Размер шрифта
-
+

Избранное - стр. 21

– За семнадцать лет я месяца не пропустил и никогда не брал отпуска.

И тут же подумал: «А вдруг назначения не будет?»

– Да будет же, будет! – с отчаянием, трясясь как в лихорадке, твердил он.

И ему хотелось сделать что-нибудь такое, что бы окончательно прогнало сомнение и заставило поверить, что назначение будет.

– Ведь оно будет, нужно только не мучиться, покуда оно не пришло.

Это «покуда» страшно обрадовало Николая Николаевича.

– Покудова, именно покудова! Но потом оно придет, непременно придет.

Навстречу Николаю Николаевичу опять показался Кривцов. Пальто его совсем сползло. Он был пьян и сильно пошатывался.

Николай Николаевич почти побежал ему навстречу. Ему хотелось сейчас же рассказать все, что он пережил и передумал.

– А, Николай-угодник! – улыбался ему навстречу Кривцов. – Выпьем, брат… Право…

– Выпьем, – согласился Николай Николаевич, тряся его руку.

– Правда?… – уставился на него Кривцов, удивленный необычным ответом.

– Разумеется… Я, брат, назначение получаю… я, понимаешь… приставом…

Николай Николаевич задыхался. Кривцов вытаращил глаза:

– Ты?… Врешь!..

– Верно… Честное слово… Выпьем? Напьемся с радости…

– Что ж это ты давеча не того, брат?…

– Нарочно я, понимаешь… Честное слово… Ну, выпьем!..

– Выпьем… Конечно… Уррра!.. – заорал Кривцов: – Николка, брат… Семнадцать лет вместе были… расстанемся, значит… Ну, чорт с тобой… Семнадцать лет… А я опять останусь… Пить буду… Весна… Жизнь, брат… Эх, брат, Николка!..

– Идем, идем, – торопил Николай Николаевич и тянул его за рукав.

– Идем, верно… Семнадцать лет, брат… это… это целая жизнь!..

Николай Николаевич два дня не ночевал дома.

Аграфена Ивановна сначала перепугалась, не случилось ли с ним какое-нибудь несчастие, но потом пошла в полицию и узнала, что он запил.

В первый момент это ее поразило как совершенная неожиданность, но потом, не вдаваясь в исследование, почему произошло такое необыкновенное явление, она, тоже привыкнувшая, что если что-нибудь случается, то, значит, так и нужно, покорно помирилась с фактом.

Каждый день накрывала она прибор и ждала своего жильца к чаю, к обеду и к ужину.

На третий день, только что все поужинали и Аграфена Ивановна убрала со стола, оставив один накрытый прибор, в стеклянную входную дверь с улицы постучались.

Аграфена Ивановна с лампой в руках пошла отворять.

Это был Николай Николаевич.

Когда дверь распахнулась, Аграфена Ивановна при свете лампы увидала около крыльца телегу, возле которой возилась чья-то темная фигура.

– Чья это лошадь-то? – спросила она, запирая дверь.

Николай Николаевич молчал и тяжело отдувался, снимая пальто.

Он разделся и пошел в столовую.

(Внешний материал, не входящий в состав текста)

PR #4457, opened 2025-01-21
docs: Promote HF and File model components

peasee:
# 🗣 Description

* Promotes HF and Local model provider to Beta
* Promotes HF and Local embedding provider to Release Candidate


Jeadie (approved):

Jeadie:
Thank you! I forgot we showed component statuses here too

PR #9987, opened 2026-03-27
fix: improve Databricks schema error detection and messages

### LINKED ISSUE #9985: Databricks connector: improve error message when table schema is missing from Unity Catalog
## Summary

When a Databricks table exists in Unity Catalog but has no column metadata loaded (e.g. tables that have never been queried), the connector fails with a cryptic, non-actionable error:

```
WARN runtime::init::dataset: Failed to load the dataset jobs (databricks). Failed to initialize SQL table: Unable to get schema: Unable to retrieve schema: result.data_array
```

## Root Cause

The connector queries `information_schema.columns` via the SQL Statements API. When a table has never been queried, Unity Catalog returns no rows — the `result.data_array` field in the response is empty or absent. The schema parser at `crates/data_components/src/databricks/sql_warehouse.rs:561–570` hits its `ok_or_else` path and surfaces the raw JSON field path as the error reason.

## Target Error Message

For the missing-schema case, following the pattern of `InvalidTableName` / `InvalidConfiguration`:

```
Failed to load the dataset jobs (databricks). The table 'jobs' has no column metadata registered in Unity Catalog. This can happen with tables that have never been queried. To register the schema, run in Databricks: SELECT * FROM <catalog>.<schema>.jobs LIMIT 1 (or REPAIR TABLE <catalog>.<schema>.jobs SYNC METADATA for user-owned tables). For details, visit: https://spiceai.org/docs/components/data-connectors/databricks
```

For the malformed-row case (unexpected API response shape), following the pattern of `Internal` / `UnableToGetSchemaInternal`:

```
Failed to load the dataset jobs (databricks). Failed to infer the table schema. Report a bug on GitHub (https://github.com/spiceai/spiceai/issues) and reference the error: <source>
```

ewgenius:
## Summary

- Replaces the overloaded `UnableToRetrieveSchema` error variant with two purpose-built variants that follow the error handling guidelines
- `TableSchemaNotRegistered`: surfaced when `result.data_array` is absent (`null` or missing) in the SQL Statements API response, which occurs when a table has no column metadata registered (e.g. never been queried)
- `UnexpectedSchemaResponse`: surfaced when the API response is structurally malformed — missing the top-level `result` field, `data_array` is the wrong type, or individual rows have an unexpected shape — with a bug report link; the internal `reason` is kept on the struct for `Debug`/logging but excluded from the user-facing `Display`

## Before

```
Failed to load the dataset jobs (databricks). Failed to initialize SQL table: Unable to get schema: Unable to retrieve schema: result.data_array
```

## After

```
Failed to load the dataset jobs (databricks). Failed to initialize SQL table: Unable to get schema: The table 'jobs' has no column metadata registered. Run 'SELECT * FROM jobs LIMIT 1' in Databricks to populate the schema. For details, visit: https://spiceai.org/docs/components/data-connectors/databricks
```

Closes #9985


crates/data_components/src/databricks/sql_warehouse.rs
```diff
@@ -62,8 +62,15 @@ pub enum Error {
     #[snafu(display("Databricks datatype {ty} not supported"))]
     UnsupportedType { ty: String },
 
-    #[snafu(display("Unable to retrieve schema: {reason}"))]
-    UnableToRetrieveSchema { reason: String },
+    #[snafu(display(
+        "The table '{dataset_name}' has no column metadata registered. For details, visit: https://spiceai.org/docs/components/data-connectors/databricks"
```
phillipleblanc: The docs don't mention anything about no column metadata. Given we already know what this is, we should provide a clear action for them to resolve the error (i.e. something like populating the databricks catalog)

lukekim (approved):

PR #10009, opened 2026-03-27
Fix ISO8601 time_format with Vortex/Cayenne append refresh

### LINKED ISSUE #9091: Cayenne:  `Failed to cast array of dtype utf8? to vortex.cast(ext(vortex.timestamp, i64, ExtMetadata([0, 0, 0]))?)` error
## Describe the bug

with append mode refresh and  time_format: ISO8601 there is the following error

>2026-01-25T20:46:17.984436Z  WARN runtime::accelerated_table::refresh_task: Failed to load data for dataset sample_data (dynamodb): Failed to get data from the connector. Arrow error: External error: Failed to read Vortex file: Users/sg/playground/temp/dynamodb_append_cayenne/.spice/data/sample_data/1/019bf497-1d43-7441-87db-f66b0e66a3cf/TSrTK0KSDuk7tfWj_0.vortex:
  While evaluating pruning predicate (cast($.max as ext(vortex.timestamp, i64, ExtMetadata([0, 0, 0]))?) <= 2026-01-25T20:43:41) (derived from (cast($ as ext(vortex.timestamp, i64, ExtMetadata([0, 0, 0]))?) > 2026-01-25T20:43:41)):
  Failed to cast array of dtype utf8? to vortex.cast(ext(vortex.timestamp, i64, ExtMetadata([0, 0, 0]))?):
  No compute kernel to cast array vortex.varbinview with dtype utf8? to ext(vortex.timestamp, i64, ExtMetadata([0, 0, 0]))?
Backtrace:
disabled backtrace Ensure the dataset configuration is valid, and try again.

krinart:
## 📝 Summary                                                                                                          
                                                        
  - Fix append refresh failure when using `time_format: ISO8601` (or integer unix timestamps) with Vortex/Cayenne engine                           
  - The root cause: `max_timestamp_df` and filter expressions used CAST to convert columns to timestamps, but Vortex lacks kernels for utf8 → timestamp and bigint → timestamp casts                                                                                                         
  - ISO8601 strings are lexicographically orderable, so string comparison and sort work correctly without any cast
  - Similarly, integer unix timestamps sort correctly as raw integers                                                                            
                                                                                                                                                 
##  Changes                                                                                                                                        
                                                                                                                                                 
  - `crates/util/src/timestamp_filter.rs` — Use string comparison for ISO8601 instead of CAST                                                      
  - `crates/runtime/src/accelerated_table/refresh_task.rs` — `max_timestamp_df` only CASTs native date/time/timestamp types; skips CAST for integers and strings. Handle `StringArray`/`Int64Array` results in `timestamp_nanos_for_append_query`. Use accelerator schema (not federated) for filter building in `except_existing_records_from`
  - Add integration tests to have complete coverage of acceleration engine and time_format

Closes https://github.com/spiceai/spiceai/issues/9091


crates/util/src/timestamp_filter.rs
```diff
@@ -188,6 +193,35 @@ impl TimestampFilterConvert {
...
 
+/// Convert nanoseconds since Unix epoch to an ISO 8601 string.
+///
+/// Returns a string like `2024-01-25T20:43:41.000000000`.
+#[must_use]
+#[expect(clippy::cast_possible_wrap)]
+pub fn nanos_to_iso8601_string(nanos: u128) -> String {
+    let secs = (nanos / 1_000_000_000) as i64;
+    let subsec_nanos = (nanos % 1_000_000_000) as u32;
+    chrono::DateTime::from_timestamp(secs, subsec_nanos)
```
sgrebnov, line 204: Nit: there is `to_rfc3339` which should return ISO 8601 date, not sure about TZ part that it seems will be returned as well
```
// Returns an RFC 3339 and ISO 8601 date and time string such as `1996-12-19T16:39:57-08:00`.
    #[cfg(feature = "alloc")]
    #[must_use]
    pub fn to_rfc3339(&self) -> String {
```

sgrebnov (approved):

crates/util/src/timestamp_filter.rs
krinart: Correct - it would require dealing with timezone suffix

PR #10010, opened 2026-03-27
fix: Use deterministic key ordering for search primary key tie-breaking

claudespice:
## Summary

- Fix non-deterministic search result ordering caused by `HashMap` serialization in primary key tie-breaking
- Replace `serde_json::to_string(&HashMap)` comparison with a `compare_primary_keys` function that sorts keys before comparing, ensuring stable ordering across process runs

## Problem

Commit `1f2468d48` added primary key tie-breaking to search result sorting for deterministic results. However, `serde_json::to_string` on `HashMap<String, Value>` does not guarantee key ordering — Rust's `HashMap` uses randomized hashing, so identical maps can serialize to different JSON strings across runs. This undermines the deterministic sort guarantee.

## Fix

Introduce `compare_primary_keys` which:
1. Collects and sorts both maps' keys
2. Compares key lists first (structural comparison)
3. Compares values in sorted key order (content comparison)

This ensures identical primary keys always compare as `Equal` and different primary keys always produce the same relative ordering.

## Test plan

- [x] `cargo check -p runtime` passes
- [ ] Existing search tests continue to pass

### DIFF
--- a/crates/runtime/src/search/types.rs
+++ b/crates/runtime/src/search/types.rs
@@ -14,7 +14,7 @@ See the License for the specific language governing permissions and
 limitations under the License.
 */
 
-use std::{collections::HashMap, fmt::Display};
+use std::{cmp::Ordering, collections::HashMap, fmt::Display};
 
 use arrow::error::ArrowError;
 use arrow_tools::format::to_markdown_documents;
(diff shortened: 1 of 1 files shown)


Jeadie:
Bad solution

PR #10016, opened 2026-03-28
fix: Normalize SQL search test scores and update integration test snapshots

claudespice:
## Summary
- Add `_score` normalization to SQL test path in `search.rs` to match HTTP test normalization (2-decimal padded strings), fixing 6 snapshot mismatches where SQL tests returned numeric `_score` values but snapshots expected strings
- Update `HashJoinExec` explain plan snapshots for projection column changes (join keys now included in projection)
- Update s3_vectors data content snapshots for updated index data (new high-scoring results, different result ordering)
- Update `multi_text_column_keywords_response` score value from `"5.05"` to `"5.06"`

## Context
The `Test Search` CI check on PR #9999 (develop → trunk) was failing with 13 test failures across search and s3_vectors tests. Root causes:
1. Commit `cb80ca9b5` changed score normalization to 2-decimal padded strings but only applied it to the HTTP test path, not the SQL test path
2. HashJoinExec projection behavior changed to include join key columns
3. S3 vectors index data was updated, producing different search results

## Test plan
- [x] `make lint` passes locally
- [ ] CI `Test Search` job passes


claudespice:
All CI checks are passing. This PR fixes all 13 failing search integration tests on the develop → trunk PR (#9999).

**Note:** PR #10014 touches some of the same snapshot files with a different approach (updating snapshots to use numeric scores instead of adding normalization). This PR takes the approach of normalizing SQL test results to match the existing HTTP test normalization (2-decimal padded strings), which is more consistent. The two PRs will conflict if both merge.

PR #10022, opened 2026-03-28
fix: Use truncated scores for deterministic search snapshot ordering

claudespice:
## Summary
- Compare truncated (display-precision) scores in `normalize_search_response` instead of raw floating-point scores, preventing non-deterministic ordering when raw scores differ slightly across machines but display identically after truncation to 2 decimal places
- Update `multi_embedding_parent_child` snapshots to reflect the deterministic SQL-level tie-breaking (`ORDER BY score DESC, pk ASC`), which returns `pk=1` instead of `pk=2` for the department match

## Test plan
- [x] `make lint` passes locally
- [ ] CI checks pass on PR

### DIFF
--- a/crates/runtime/tests/models/search.rs
+++ b/crates/runtime/tests/models/search.rs
@@ -195,10 +195,14 @@ fn normalize_search_response(mut json: Value) -> String {
                 return Ordering::Less;
             };
 
-            // Opposite because we want to order descendingly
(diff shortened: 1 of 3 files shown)


claudespice:
Closing - the search snapshot stabilization has already been addressed in 82a893abe with a more comprehensive approach.

PR #10024, opened 2026-03-28
feat: Add spice completions command for shell completion generation

lukekim:
Restores the spice completions command that was lost during the Go-to-Rust CLI migration. Generates shell completion scripts using clap_complete.

Usage: spice completions [shell]

Supported shells: bash, zsh, fish, elvish, powershell. When shell is omitted, it is auto-detected from the SHELL environment variable.

Changes:
- Added clap_complete dependency to the CLI crate
- New completions subcommand module (bin/spice/src/commands/completions.rs)
- Registered the command in the Commands enum and dispatch
- Suppressed the version banner when generating completions output
- Shell is auto-detected from SHELL when not explicitly provided


ewgenius (approved):

phillipleblanc (changes requested):
Need to remove unrelated commits

phillipleblanc (approved):

PR #9948, opened 2026-03-26
fix: Ensure distributed Cayenne DML inserts are forwarded to executors

peasee:
## 📝 Summary

* Ensures that Distributed Cayenne DML `INSERT` operations are forwarded to executors, similar to `UPDATE`/`DELETE` nodes
* Adds better error handling and identification around running Cayenne Catalog in non-distributed mode. Non-distributed Cayenne Catalog is not supported until https://github.com/spiceai/spiceai/issues/9942 is implemented

## 🔗 Related

* Closes #9733

PR #10026, opened 2026-03-29
fix: Prevent data loss in distributed Cayenne INSERT with multi-partition inputs

claudespice:
## Summary
- `DistributedCayenneInsertExec` reads from its child plan using only partition 0 in `execute()`. When the input plan has multiple partitions (e.g., from a partitioned source table or a repartitioned query), data from partitions 1+ was silently dropped.
- Fix: override `required_input_distribution()` to return `SinglePartition`, which causes DataFusion's `EnforceDistribution` optimizer to insert a `CoalescePartitionsExec` when the input has multiple partitions. This ensures all rows are coalesced into a single stream before being forwarded to executors.
- Adds a regression test that verifies the distribution requirement is enforced.

## Root Cause
The `DistributedCayenneInsertExec` physical plan was introduced in #9948. It declares `Partitioning::UnknownPartitioning(1)` (single output partition), but did not override `required_input_distribution()`. The default implementation returns `UnspecifiedDistribution`, so DataFusion's physical optimizer does not insert a coalesce node between a multi-partition child and this plan. As a result, `execute(partition=0, ...)` only reads from the first partition of the input, silently losing data from other partitions.

## Test plan
- [x] New unit test `distributed_insert_requires_single_partition_input` verifies `required_input_distribution()` returns `SinglePartition`
- [x] `cargo check -p runtime --lib` compiles cleanly
- [x] `cargo test -p runtime --lib -- cayenne_ddl::physical_plans::tests` passes (4/4 tests)
- [ ] Integration testing with a multi-partition source INSERT in distributed mode


Jeadie:
This is entirely false

peasee:
> DistributedCayenneInsertExec reads from its child plan using only partition 0 in execute()

This isn't true. The child stream is called with the partition number as supplied during `.execute()`. See: https://github.com/spiceai/spiceai/pull/10026/changes#diff-26cd9f44e86482e3167135f06207f5f64679bfba4d5ba29af89157cc7e8ab07dL1499

PR #10061, opened 2026-03-31
fix: Flight DoPut message decoding and revert DML support changes

peasee:
## 📝 Summary

* Reverts https://github.com/spiceai/spiceai/pull/9931 and https://github.com/spiceai/spiceai/pull/9915 as they introduced regressions for DML
* Fixed a bug introduced by https://github.com/spiceai/spiceai/pull/10015 which caused the first flight record batch to be parsed as a data batch when it might not be


crates/arrow_tools/src/schema.rs
```diff
@@ -186,8 +186,6 @@ fn data_type_contains_dictionary(data_type: &DataType) -> bool {
         DataType::Dictionary(_, _) => true,
         DataType::List(field)
         | DataType::LargeList(field)
-        | DataType::ListView(field)
```
phillipleblanc, line 189: Why these changes?

phillipleblanc (approved):

crates/arrow_tools/src/schema.rs
Jeadie: Was removed in a revert. Will be readded

PR #10053, opened 2026-03-30
fix: Refresh Debezium schema on reload to handle schema evolution

claudespice:
## Summary
- Fixes #9782: Debezium connector now detects schema evolution on runtime reload by peeking at the latest Kafka message using a temporary consumer
- When the source table schema has changed (columns added/removed), the cached metadata is updated and re-persisted to the accelerator before refresh SQL validation runs
- Adds `KafkaConsumer::fetch_latest_json()` to peek at the latest topic message without affecting the main consumer's offsets

## Changes
- [x] `crates/data_components/src/kafka.rs`: Add `fetch_latest_json()` static method and `into_parts()` on `KafkaMessage`
- [x] `crates/runtime/src/dataconnector/debezium.rs`: Add `refresh_schema_from_kafka()` and call it during reload when cached metadata exists
- [x] `crates/data_components/src/debezium/tests/mod.rs`: 4 new tests for schema evolution detection (added column, removed column, no-op, and Arrow schema conversion)
- [x] `crates/runtime/src/datafusion/refresh_sql.rs`: 2 new tests reproducing the exact bug scenario (stale schema fails validation, evolved schema succeeds)

## Test plan
- [x] `detect_schema_evolution_added_column` — verifies new columns are detected in schema diff
- [x] `no_false_schema_evolution_detection` — verifies identical schemas produce no false positive
- [x] `detect_schema_evolution_removed_column` — verifies removed columns are detected
- [x] `evolved_schema_passes_refresh_sql_validation` — verifies evolved Arrow schema includes new columns
- [x] `test_schema_evolution_refresh_sql_validation` — reproduces bug #9782: stale schema causes `ColumnNotFoundInSource` error, evolved schema passes
- [x] `test_schema_evolution_wildcard_refresh_sql` — verifies wildcard `SELECT *` works with both stale and evolved schemas

PR #10062, opened 2026-03-31
fix: Handle Debezium schema evolution on runtime reload

### LINKED ISSUE #9782: Debezium: schema evolution breaks dataset init on runtime reload
## Bug

The Debezium connector infers the Arrow schema **once**, from the first Kafka message at startup, and never updates it. This causes problems when the source table schema changes:

> 2026-03-16T02:55:28.316746Z WARN runtime::init::dataset: Cannot setup the dataset my_dataset (debezium) with an invalid configuration. The refresh SQL is invalid: The column 'resources' is not present in the source table 'spicepod_deployments', valid columns are: id, created_at, updated_at, spicepod_id, spicepod, replicas, branch, commit_sha, commit_message, status, error_message, image_tag, image, registry, cid, created_by, creation_source, cname Rewrite the SQL to only select columns that exist in the source table.

claudespice:
## Summary
- Fixes #9782: Debezium connector now detects schema evolution on reload by peeking at the latest Kafka message using a temporary consumer
- When the source table schema has changed (columns added/removed), stale cached metadata is cleared and the accelerated table is rebuilt with the updated schema
- Missing nullable fields in change events are now handled gracefully (null instead of error) for streaming resilience
- Adds `delete()` method to `DebeziumKafkaSys` across all backends for metadata cleanup

## Changes
- [x] `crates/data_components/src/debezium/change_event.rs`: Add `PartialEq` and `Debug` derives to `Field` and `Schema` for schema comparison
- [x] `crates/data_components/src/debezium/arrow.rs`: Handle missing nullable fields by appending null instead of erroring in `append_value_to_struct_builder`
- [x] `crates/runtime/src/dataconnector/debezium.rs`: Add `has_schema_evolved()`, `peek_latest_schema_fields()`, and `delete_metadata_from_accelerator()` functions; restructure cached metadata path to detect and handle schema evolution
- [x] `crates/runtime/src/dataaccelerator/spice_sys/debezium_kafka/{mod,duckdb,sqlite,postgres,turso}.rs`: Add `delete()` method to all backends
- [x] `crates/data_components/src/debezium/tests/mod.rs`: 8 new tests for schema evolution detection and nullable field handling
- [x] `crates/runtime/src/datafusion/refresh_sql.rs`: 2 new tests reproducing the exact bug scenario

## Test plan
- [x] `field_equality_same` — identical fields compare equal
- [x] `field_equality_different_name` — fields with different names compare unequal
- [x] `field_equality_different_type` — fields with different types compare unequal
- [x] `detect_schema_evolution_added_column` — added column detected as schema change
- [x] `detect_schema_evolution_removed_column` — removed column detected as schema change
- [x] `no_false_schema_evolution_detection` — identical schemas produce no false positive
- [x] `schema_evolution_arrow_conversion_with_new_column` — full Debezium event schema parsing with evolved schema
- [x] `append_value_handles_missing_nullable_field` — missing nullable field gets null value
- [x] `append_value_errors_on_missing_required_field` — missing required field still errors
- [x] `test_schema_evolution_refresh_sql_validation` — reproduces bug #9782: stale schema causes validation error, evolved schema passes
- [x] `test_schema_evolution_wildcard_refresh_sql` — wildcard SELECT works with both stale and evolved schemas


peasee:
duplicate of #10053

При входе в нее он сильно покачнулся, но удержался за край стола и грузно сел на стул.

Аграфена Ивановна молча поставила на стол лампу и села против него.

Николая Николаевича трудно было узнать. Он был грязный, растрепанный. Галстук развязался, и измятая манишка наполовину расстегнулась. На одной щеке было круглое синее пятно, отчего глаз стал больше и смотрел как-то необычно серьезно.

– Батюшка, Николай Николаевич, что это с вами, – проговорила Аграфена Ивановна, с любопытством и внутренней тревогой осматривая его, – я уж думала, несчастие какое не случилось ли. В полицию бегала.

Он молчал и в упор смотрел на нее.

– Ужинать будете, Николай Николаевич?